High-quality Image Dehazing with Diffusion Model

TL;DR

DehazeDDPM tackles dehazing in dense-haze scenarios by embedding physics into a conditional diffusion framework. It splits the task into two stages: a physics-guided stage that estimates $trmap$, $J$, and $A$ under the Atmospheric Scattering Model $I(x)=J(x)t(x)+A(1-t(x))$, followed by a diffusion-based refinement conditioned on $J$ and $trmap$ to recover heavily information-lost regions. Key innovations include Fog-aware and Distribution-closer Conditions, Confidence-guided Dynamic Fusion, and a frequency-prior loss that emphasizes high-frequency restoration, along with EMA-based color stabilization. Extensive experiments on synthetic and real hazy datasets show state-of-the-art perceptual and distortion metrics, with improved generalization to natural hazy images, indicating practical impact for surveillance, autonomous driving, and outdoor imaging in adverse weather.

Abstract

Image dehazing is quite challenging in dense-haze scenarios, where quite less original information remains in the hazy image. Though previous methods have made marvelous progress, they still suffer from information loss in content and color in dense-haze scenarios.
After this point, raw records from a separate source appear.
PR #2460, opened 2018-08-20
Do not use derived statistics when not needed

henri-tremblay:


henri-tremblay:
test this please

mathieucarbou:
- The ability to change the histogram window should be kept and moved to the management service config (and perhaps be customizable through xml config like the other management config Params), and the setting should be used inside Standard Ehcache Statistics class.

- the unit tests should be kept and moved to management module.

chrisdennis:
`core/build.gradle` should have an `api` dependency on statistics now since it exposes stats classes through StatisticsService.

core/src/main/java/org/ehcache/core/statistics/CacheStatistics.java
```diff
@@ -41,6 +40,16 @@
...
 
+  /**
+   * Register a derived statistic to one of the existing statistic.
+   *
+   * @param outcomeClass the enum of the possible outcomes
+   * @param statName name of the statistic we are looking for
+   * @param derivedStatistics derived statistic to register
+   * @param <T> type of the outcome
+   */
+  <T extends Enum<T>> void registerDerivedStatistics(Class<T> outcomeClass, String statName, ChainedOperationObserver<? super T> derivedStatistics);
```
chrisdennis: It would make calling code simpler if this was:
```
<T extends Enum<T>, S extends ChainedOperationObserver<? super T>> S registerDerivedStatistic(Class<T> type, String name, S statistic);
```

henri-tremblay: Thanks

henri-tremblay: Hum. It is actually worse... Nothing compiled with this syntax

chrisdennis: How did it not compile?

henri-tremblay: I've changed it to void. Then, I had a compilation issue.  But just realized I was being stupid. You remove the s at the end. So that's the only reason... Doh. Will push the change.

henri-tremblay:
Can't be merged right now. Statistics framework should be updated first

henri-tremblay:
All good now... except for the build

chrisdennis:
What about the core/build.gradle change? I don't see that here.

henri-tremblay:
Which core/build.gradle change?

chrisdennis:
https://github.com/ehcache/ehcache3/pull/2460#issuecomment-417062466

henri-tremblay:
Oh! Sorry. I thought it was already done. Done now.

henri-tremblay:
@mathieucarbou @chrisdennis Could please validate and merge if ok?

mathieucarbou:
@henri-tremblay I will next week.

core/src/main/java/org/ehcache/core/spi/service/StatisticsServiceConfiguration.java
```diff
@@ -21,6 +21,16 @@
...
 
+  /**
+   * When {@code true}, latencies will be calculated for the cache. If {@code null} (the default), latencies will only
+   * be calculated if the management module is used.
+   * <p>
+   * Note: Calculating latencies has a performance impact. Especially in a concurrent environment.
+   *
+   * @return if latencies should be calculated
+   */
+  Boolean getCalculateLatencies();
```
anthonydahanne: hum ... usually boolean begins with "isXXX"

impl/src/main/java/org/ehcache/impl/internal/statistics/DefaultStatisticsService.java
```diff
@@ -28,6 +28,7 @@
 import org.ehcache.core.spi.time.TimeSource;
 import org.ehcache.core.spi.time.TimeSourceService;
 import org.ehcache.core.statistics.CacheStatistics;
+import org.ehcache.spi.service.OptionalServiceDependencies;
```
anthonydahanne: unused import, but fixed in later commit I think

The recently emerged Denoising Diffusion Probabilistic Model (DDPM) exhibits strong generation ability, showing potential for solving this problem. However, DDPM fails to consider the physics property of dehazing task, limiting its information completion capacity. In this work, we propose DehazeDDPM: A DDPM-based and physics-aware image dehazing framework that applies to complex hazy scenarios. Specifically, DehazeDDPM works in two stages. The former stage physically models the dehazing task with the Atmospheric Scattering Model (ASM), pulling the distribution closer to the clear data and endowing DehazeDDPM with fog-aware ability. The latter stage exploits the strong generation ability of DDPM to compensate for the haze-induced huge information loss, by working in conjunction with the physical modelling. Extensive experiments demonstrate that our method attains state-of-the-art performance on both synthetic and real-world hazy datasets.

Figures (15)

• Figure 1: The visual examples of dehazing results were sampled from real-world hazy images. The second to fourth columns show the results of Dehamer guo2022image, our first-stage, and our DehazeDDPM, respectively. Our method demonstrates unprecedented perceptual quality on the challenging real-world datasets.
• Figure 2: Statistics illustration of the haze-induced information loss, including t-SNE clustering van2008visualizing, distribution distance, histogram, gradient, entropy, and standard deviation. The dense haze causes massive information loss in content and color.
• Figure 3: Thumbnail of main idea. Most previous image dehazing methods learn the mapping from hazy to clear images. Our method memorizes the data distribution of clear images by introducing conditional DDPM into image dehazing.
• Figure 4: Overview structure of the proposed DehazeDDPM. DehazeDDPM works in two stages. In the former stage, the physical modelling network generates $J$, $trmap$, and $A$, governed by the underlying SAM physics. For the latter stage, the Fog-aware and Distribution-closer Conditions (FDC) endows the DehazeDDPM with fog-aware ability and pulls the distribution closer to the clear data. The Confidence-guided Dynamic Fusion (CDF) leverages the transmission map as confidence map to incorporate the well restored region of the first stage into the second stage, mitigating the learning difficulty of DDPM for image dehazing.
• Figure 5: Different components of the first stage. The three rows are respectively sampled from SOTS li2018benchmarking, Dense-Haze Dense-Haze_2019, and NH-HAZE ancuti2020nh datasets. The estimated $trmap$ perfectly reflects the density of the fog, where the darker region denotes denser fog.